EXERCISE BRIEF. Some entries follow. Reproduce exactly the lines starting at the one with "PR #6072, opened 2024-01-22" and stopping after the one with "While I don't".

(Saved data entries)
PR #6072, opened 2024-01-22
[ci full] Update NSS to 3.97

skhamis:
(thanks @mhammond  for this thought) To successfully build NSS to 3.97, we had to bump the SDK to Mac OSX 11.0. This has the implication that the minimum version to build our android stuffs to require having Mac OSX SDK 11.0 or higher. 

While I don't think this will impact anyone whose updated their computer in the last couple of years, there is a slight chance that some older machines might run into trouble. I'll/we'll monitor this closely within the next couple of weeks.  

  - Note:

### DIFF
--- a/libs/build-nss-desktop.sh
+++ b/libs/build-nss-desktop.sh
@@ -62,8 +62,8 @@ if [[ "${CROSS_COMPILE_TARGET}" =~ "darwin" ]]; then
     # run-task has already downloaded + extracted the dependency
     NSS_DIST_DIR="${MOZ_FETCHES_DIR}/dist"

* * *

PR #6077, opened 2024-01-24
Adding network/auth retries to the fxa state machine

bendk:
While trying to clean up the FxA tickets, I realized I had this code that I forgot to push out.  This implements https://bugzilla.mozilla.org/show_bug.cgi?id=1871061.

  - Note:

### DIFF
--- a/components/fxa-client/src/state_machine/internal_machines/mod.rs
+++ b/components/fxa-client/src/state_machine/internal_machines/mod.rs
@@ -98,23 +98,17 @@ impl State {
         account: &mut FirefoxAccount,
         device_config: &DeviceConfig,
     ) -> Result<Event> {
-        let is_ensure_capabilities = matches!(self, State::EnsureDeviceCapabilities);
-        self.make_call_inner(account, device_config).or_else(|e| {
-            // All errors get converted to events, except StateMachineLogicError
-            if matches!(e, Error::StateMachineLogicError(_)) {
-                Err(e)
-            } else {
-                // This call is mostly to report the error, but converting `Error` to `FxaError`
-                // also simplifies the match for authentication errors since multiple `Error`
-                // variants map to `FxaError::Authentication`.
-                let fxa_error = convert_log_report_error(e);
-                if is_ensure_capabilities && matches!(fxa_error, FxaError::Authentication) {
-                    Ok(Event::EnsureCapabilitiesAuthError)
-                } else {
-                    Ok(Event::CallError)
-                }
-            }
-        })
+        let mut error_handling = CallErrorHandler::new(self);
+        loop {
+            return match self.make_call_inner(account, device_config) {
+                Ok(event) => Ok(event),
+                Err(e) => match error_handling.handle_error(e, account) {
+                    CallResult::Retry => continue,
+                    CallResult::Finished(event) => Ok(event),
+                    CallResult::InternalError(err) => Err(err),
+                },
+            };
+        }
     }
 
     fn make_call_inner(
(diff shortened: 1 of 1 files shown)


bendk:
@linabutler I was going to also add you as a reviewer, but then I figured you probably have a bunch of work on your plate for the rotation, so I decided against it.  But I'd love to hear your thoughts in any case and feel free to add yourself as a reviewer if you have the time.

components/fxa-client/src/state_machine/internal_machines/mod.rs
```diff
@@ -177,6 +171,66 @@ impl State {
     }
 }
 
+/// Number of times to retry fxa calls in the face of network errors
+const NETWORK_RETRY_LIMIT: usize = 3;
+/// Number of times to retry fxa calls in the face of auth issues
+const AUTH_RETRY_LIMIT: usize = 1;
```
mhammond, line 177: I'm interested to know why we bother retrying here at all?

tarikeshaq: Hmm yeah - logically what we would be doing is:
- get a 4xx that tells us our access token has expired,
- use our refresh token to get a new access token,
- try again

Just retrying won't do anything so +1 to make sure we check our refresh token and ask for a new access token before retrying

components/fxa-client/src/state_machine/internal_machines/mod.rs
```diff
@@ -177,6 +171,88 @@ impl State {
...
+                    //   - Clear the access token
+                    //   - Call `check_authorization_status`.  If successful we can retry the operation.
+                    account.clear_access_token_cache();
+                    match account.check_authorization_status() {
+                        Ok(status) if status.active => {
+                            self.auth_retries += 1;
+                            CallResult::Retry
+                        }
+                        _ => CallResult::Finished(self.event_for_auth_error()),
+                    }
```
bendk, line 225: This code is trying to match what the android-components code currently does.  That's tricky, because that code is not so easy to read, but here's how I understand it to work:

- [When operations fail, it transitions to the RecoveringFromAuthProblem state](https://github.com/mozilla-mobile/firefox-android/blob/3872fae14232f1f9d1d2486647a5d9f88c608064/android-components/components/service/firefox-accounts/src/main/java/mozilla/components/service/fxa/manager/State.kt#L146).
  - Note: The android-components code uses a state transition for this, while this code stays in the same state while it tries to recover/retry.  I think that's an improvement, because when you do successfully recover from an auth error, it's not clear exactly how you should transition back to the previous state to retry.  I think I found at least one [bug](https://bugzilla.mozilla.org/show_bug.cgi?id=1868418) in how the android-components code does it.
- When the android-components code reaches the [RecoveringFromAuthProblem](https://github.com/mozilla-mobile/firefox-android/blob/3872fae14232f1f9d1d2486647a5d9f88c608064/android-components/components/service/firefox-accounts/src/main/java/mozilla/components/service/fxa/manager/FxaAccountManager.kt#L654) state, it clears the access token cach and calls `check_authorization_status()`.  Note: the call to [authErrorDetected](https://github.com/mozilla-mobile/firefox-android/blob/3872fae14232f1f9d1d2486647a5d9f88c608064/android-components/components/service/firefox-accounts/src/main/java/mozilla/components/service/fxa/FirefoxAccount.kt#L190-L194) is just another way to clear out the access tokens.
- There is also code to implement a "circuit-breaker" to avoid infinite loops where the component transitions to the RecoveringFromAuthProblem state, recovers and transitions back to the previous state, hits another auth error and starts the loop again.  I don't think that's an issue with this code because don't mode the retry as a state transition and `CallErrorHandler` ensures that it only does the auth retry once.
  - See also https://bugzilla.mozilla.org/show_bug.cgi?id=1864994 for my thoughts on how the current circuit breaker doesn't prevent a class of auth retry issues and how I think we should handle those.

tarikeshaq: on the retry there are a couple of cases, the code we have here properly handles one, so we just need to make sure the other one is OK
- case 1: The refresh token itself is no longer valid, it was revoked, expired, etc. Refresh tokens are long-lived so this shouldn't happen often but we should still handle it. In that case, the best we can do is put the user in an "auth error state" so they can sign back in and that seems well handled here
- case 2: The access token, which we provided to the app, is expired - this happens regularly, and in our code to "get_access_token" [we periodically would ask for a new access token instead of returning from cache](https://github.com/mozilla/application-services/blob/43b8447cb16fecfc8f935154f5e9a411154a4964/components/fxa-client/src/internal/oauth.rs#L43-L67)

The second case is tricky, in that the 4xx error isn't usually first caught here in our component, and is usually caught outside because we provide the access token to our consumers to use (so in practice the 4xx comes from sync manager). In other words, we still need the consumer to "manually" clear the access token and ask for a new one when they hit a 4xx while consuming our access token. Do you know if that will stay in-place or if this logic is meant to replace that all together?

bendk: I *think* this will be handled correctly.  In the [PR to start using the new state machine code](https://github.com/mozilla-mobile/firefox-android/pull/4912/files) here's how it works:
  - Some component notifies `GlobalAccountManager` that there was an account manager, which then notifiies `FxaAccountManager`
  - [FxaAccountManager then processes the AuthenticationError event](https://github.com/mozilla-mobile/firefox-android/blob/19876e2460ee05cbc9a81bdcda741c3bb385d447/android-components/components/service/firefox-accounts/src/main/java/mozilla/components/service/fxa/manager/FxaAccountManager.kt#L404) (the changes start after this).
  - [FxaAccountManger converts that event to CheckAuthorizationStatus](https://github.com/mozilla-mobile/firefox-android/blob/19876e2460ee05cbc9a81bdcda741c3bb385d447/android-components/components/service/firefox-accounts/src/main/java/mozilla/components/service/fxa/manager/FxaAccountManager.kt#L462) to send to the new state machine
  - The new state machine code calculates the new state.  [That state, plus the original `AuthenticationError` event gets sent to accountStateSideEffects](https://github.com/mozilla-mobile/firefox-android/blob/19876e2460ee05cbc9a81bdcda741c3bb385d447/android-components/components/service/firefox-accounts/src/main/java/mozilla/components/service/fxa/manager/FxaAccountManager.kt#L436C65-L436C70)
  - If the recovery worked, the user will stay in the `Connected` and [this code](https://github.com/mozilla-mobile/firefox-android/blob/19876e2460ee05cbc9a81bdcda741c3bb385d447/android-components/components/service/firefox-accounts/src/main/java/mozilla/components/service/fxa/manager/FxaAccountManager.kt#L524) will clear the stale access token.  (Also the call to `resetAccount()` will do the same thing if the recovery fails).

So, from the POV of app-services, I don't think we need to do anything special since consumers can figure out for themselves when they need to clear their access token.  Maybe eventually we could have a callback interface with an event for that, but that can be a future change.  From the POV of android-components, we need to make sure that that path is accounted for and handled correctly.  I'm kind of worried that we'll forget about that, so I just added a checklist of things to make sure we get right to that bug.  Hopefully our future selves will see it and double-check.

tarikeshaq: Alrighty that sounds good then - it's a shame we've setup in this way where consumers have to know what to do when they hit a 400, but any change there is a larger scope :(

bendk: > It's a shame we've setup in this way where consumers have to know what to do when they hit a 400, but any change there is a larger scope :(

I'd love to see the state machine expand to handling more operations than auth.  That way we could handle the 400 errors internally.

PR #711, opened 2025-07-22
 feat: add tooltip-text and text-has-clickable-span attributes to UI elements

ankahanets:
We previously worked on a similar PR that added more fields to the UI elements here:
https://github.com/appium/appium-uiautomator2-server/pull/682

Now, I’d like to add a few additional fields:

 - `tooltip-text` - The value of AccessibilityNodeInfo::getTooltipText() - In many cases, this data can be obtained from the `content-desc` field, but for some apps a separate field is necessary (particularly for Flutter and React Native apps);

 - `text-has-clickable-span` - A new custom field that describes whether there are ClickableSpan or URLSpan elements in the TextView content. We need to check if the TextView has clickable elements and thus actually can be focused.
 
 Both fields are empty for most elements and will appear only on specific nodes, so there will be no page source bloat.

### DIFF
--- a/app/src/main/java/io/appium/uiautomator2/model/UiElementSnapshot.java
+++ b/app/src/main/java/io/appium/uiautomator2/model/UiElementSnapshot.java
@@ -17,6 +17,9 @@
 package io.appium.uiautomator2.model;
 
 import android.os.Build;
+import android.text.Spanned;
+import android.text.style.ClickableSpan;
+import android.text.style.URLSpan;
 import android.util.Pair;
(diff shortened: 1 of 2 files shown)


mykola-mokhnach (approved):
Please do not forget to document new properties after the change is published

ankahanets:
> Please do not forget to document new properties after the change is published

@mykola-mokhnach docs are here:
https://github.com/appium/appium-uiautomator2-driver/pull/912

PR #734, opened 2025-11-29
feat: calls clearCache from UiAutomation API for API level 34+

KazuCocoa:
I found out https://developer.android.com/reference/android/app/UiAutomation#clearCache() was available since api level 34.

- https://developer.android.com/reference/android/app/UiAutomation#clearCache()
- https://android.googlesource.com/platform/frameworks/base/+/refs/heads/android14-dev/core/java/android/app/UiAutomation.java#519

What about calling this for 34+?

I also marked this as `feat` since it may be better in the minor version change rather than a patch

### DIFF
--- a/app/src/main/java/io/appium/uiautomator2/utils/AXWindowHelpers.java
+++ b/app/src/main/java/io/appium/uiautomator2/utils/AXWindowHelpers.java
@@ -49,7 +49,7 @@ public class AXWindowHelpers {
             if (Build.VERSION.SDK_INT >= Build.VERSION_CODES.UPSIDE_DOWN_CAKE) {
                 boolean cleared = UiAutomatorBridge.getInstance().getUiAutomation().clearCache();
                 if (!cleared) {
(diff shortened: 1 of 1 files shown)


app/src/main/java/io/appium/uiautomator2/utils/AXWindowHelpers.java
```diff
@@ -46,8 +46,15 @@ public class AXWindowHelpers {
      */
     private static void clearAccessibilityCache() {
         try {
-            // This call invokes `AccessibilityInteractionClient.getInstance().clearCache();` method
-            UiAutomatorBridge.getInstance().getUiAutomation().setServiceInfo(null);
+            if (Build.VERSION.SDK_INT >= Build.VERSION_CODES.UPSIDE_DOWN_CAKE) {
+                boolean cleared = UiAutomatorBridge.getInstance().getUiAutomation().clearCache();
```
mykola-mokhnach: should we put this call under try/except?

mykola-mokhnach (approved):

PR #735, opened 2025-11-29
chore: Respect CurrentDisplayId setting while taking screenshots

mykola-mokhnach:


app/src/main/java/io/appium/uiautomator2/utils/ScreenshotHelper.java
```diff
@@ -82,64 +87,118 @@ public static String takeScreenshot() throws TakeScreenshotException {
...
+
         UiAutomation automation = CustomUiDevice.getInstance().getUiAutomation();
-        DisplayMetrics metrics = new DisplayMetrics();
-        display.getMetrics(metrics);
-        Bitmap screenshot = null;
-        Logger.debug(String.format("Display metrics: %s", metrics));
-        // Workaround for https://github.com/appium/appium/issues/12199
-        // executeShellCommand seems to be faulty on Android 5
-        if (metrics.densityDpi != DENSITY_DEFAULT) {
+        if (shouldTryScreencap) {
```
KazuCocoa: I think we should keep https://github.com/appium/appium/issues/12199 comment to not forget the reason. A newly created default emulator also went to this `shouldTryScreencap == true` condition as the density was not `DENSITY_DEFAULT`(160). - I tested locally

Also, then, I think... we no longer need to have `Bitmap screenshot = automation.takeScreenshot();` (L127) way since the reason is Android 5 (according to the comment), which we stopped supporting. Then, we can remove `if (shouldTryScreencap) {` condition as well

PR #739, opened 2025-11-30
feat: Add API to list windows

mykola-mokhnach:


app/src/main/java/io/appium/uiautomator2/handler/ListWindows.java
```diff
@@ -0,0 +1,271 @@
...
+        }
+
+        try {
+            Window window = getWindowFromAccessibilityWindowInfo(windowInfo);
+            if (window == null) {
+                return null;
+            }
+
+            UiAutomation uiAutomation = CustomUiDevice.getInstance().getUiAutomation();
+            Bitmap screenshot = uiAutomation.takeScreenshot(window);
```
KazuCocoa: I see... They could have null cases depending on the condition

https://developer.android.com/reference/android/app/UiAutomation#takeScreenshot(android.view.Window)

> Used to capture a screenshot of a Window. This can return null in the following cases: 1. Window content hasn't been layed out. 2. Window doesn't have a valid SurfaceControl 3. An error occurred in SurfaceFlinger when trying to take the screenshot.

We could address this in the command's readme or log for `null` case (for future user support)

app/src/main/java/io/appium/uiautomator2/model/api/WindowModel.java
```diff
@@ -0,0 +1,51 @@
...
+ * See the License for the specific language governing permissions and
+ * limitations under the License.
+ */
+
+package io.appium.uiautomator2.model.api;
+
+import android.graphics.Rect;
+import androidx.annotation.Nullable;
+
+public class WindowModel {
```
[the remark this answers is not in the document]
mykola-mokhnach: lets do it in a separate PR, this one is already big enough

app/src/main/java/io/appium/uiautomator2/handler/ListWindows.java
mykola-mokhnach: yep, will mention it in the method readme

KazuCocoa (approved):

RESPONSE TO THE TASK.
PR #6072, opened 2024-01-22
[ci full] Update NSS to 3.97

skhamis:
(thanks @mhammond  for this thought) To successfully build NSS to 3.97, we had to bump the SDK to Mac OSX 11.0. This has the implication that the minimum version to build our android stuffs to require having Mac OSX SDK 11.0 or higher. 

While I don't think this will impact anyone whose updated their computer in the last couple of years, there is a slight chance that some older machines might run into trouble. I'll/we'll monitor this closely within the next couple of weeks.  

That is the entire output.